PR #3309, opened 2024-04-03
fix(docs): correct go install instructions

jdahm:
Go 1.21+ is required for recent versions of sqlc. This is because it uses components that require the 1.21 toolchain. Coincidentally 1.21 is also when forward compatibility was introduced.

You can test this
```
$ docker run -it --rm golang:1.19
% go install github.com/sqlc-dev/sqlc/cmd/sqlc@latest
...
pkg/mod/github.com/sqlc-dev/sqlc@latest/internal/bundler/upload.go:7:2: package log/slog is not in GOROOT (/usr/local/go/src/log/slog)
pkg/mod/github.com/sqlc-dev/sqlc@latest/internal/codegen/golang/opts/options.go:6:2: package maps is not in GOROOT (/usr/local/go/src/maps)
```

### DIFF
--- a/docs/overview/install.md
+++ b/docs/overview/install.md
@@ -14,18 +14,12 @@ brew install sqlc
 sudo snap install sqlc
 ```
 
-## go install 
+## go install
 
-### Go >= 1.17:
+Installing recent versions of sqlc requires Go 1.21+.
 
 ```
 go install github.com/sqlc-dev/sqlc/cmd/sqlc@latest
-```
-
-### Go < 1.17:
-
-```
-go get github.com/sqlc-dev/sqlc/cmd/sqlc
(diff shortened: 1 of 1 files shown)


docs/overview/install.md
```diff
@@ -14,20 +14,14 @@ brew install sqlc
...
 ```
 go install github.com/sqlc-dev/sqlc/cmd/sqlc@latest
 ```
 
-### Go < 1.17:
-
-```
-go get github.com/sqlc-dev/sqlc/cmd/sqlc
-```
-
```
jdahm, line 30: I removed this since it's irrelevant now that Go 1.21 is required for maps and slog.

...

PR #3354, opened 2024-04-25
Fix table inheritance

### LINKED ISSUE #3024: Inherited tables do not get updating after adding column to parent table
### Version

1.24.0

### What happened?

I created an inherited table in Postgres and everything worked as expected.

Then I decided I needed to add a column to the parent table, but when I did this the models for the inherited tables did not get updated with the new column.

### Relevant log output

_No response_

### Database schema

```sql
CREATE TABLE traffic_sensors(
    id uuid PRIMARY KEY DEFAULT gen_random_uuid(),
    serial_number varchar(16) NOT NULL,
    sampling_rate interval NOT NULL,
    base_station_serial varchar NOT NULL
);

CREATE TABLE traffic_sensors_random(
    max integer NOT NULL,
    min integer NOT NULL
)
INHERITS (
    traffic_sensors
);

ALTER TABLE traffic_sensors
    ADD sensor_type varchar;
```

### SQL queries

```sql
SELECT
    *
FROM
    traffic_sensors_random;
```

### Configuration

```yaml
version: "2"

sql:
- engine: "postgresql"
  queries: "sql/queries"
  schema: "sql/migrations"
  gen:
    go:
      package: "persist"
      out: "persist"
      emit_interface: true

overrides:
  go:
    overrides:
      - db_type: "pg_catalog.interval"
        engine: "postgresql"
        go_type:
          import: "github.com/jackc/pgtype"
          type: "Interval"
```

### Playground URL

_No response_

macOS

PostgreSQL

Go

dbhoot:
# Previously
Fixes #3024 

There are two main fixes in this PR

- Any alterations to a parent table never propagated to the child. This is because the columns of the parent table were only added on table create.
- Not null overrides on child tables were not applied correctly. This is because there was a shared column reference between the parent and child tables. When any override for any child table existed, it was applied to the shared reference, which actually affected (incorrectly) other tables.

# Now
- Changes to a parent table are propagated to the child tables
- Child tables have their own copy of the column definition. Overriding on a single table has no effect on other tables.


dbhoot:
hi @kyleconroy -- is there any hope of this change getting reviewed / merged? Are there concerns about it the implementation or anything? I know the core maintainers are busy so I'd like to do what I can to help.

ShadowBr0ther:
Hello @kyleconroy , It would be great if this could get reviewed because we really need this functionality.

• [Task details]: The lines above from the one containing "### Version" through the one containing "Hello @kyleconroy , It" are to be set down exactly, and no others.

• [Task response]:
### Version

1.24.0

### What happened?

I created an inherited table in Postgres and everything worked as expected.

Then I decided I needed to add a column to the parent table, but when I did this the models for the inherited tables did not get updated with the new column.

### Relevant log output

_No response_

### Database schema

```sql
CREATE TABLE traffic_sensors(
    id uuid PRIMARY KEY DEFAULT gen_random_uuid(),
    serial_number varchar(16) NOT NULL,
    sampling_rate interval NOT NULL,
    base_station_serial varchar NOT NULL
);

CREATE TABLE traffic_sensors_random(
    max integer NOT NULL,
    min integer NOT NULL
)
INHERITS (
    traffic_sensors
);

ALTER TABLE traffic_sensors
    ADD sensor_type varchar;
```

### SQL queries

```sql
SELECT
    *
FROM
    traffic_sensors_random;
```

### Configuration

```yaml
version: "2"

sql:
- engine: "postgresql"
  queries: "sql/queries"
  schema: "sql/migrations"
  gen:
    go:
      package: "persist"
      out: "persist"
      emit_interface: true

overrides:
  go:
    overrides:
      - db_type: "pg_catalog.interval"
        engine: "postgresql"
        go_type:
          import: "github.com/jackc/pgtype"
          type: "Interval"
```

### Playground URL

_No response_

macOS

PostgreSQL

Go

dbhoot:
# Previously
Fixes #3024 

There are two main fixes in this PR

- Any alterations to a parent table never propagated to the child. This is because the columns of the parent table were only added on table create.
- Not null overrides on child tables were not applied correctly. This is because there was a shared column reference between the parent and child tables. When any override for any child table existed, it was applied to the shared reference, which actually affected (incorrectly) other tables.

# Now
- Changes to a parent table are propagated to the child tables
- Child tables have their own copy of the column definition. Overriding on a single table has no effect on other tables.


dbhoot:
hi @kyleconroy -- is there any hope of this change getting reviewed / merged? Are there concerns about it the implementation or anything? I know the core maintainers are busy so I'd like to do what I can to help.

ShadowBr0ther:
Hello @kyleconroy , It would be great if this could get reviewed because we really need this functionality.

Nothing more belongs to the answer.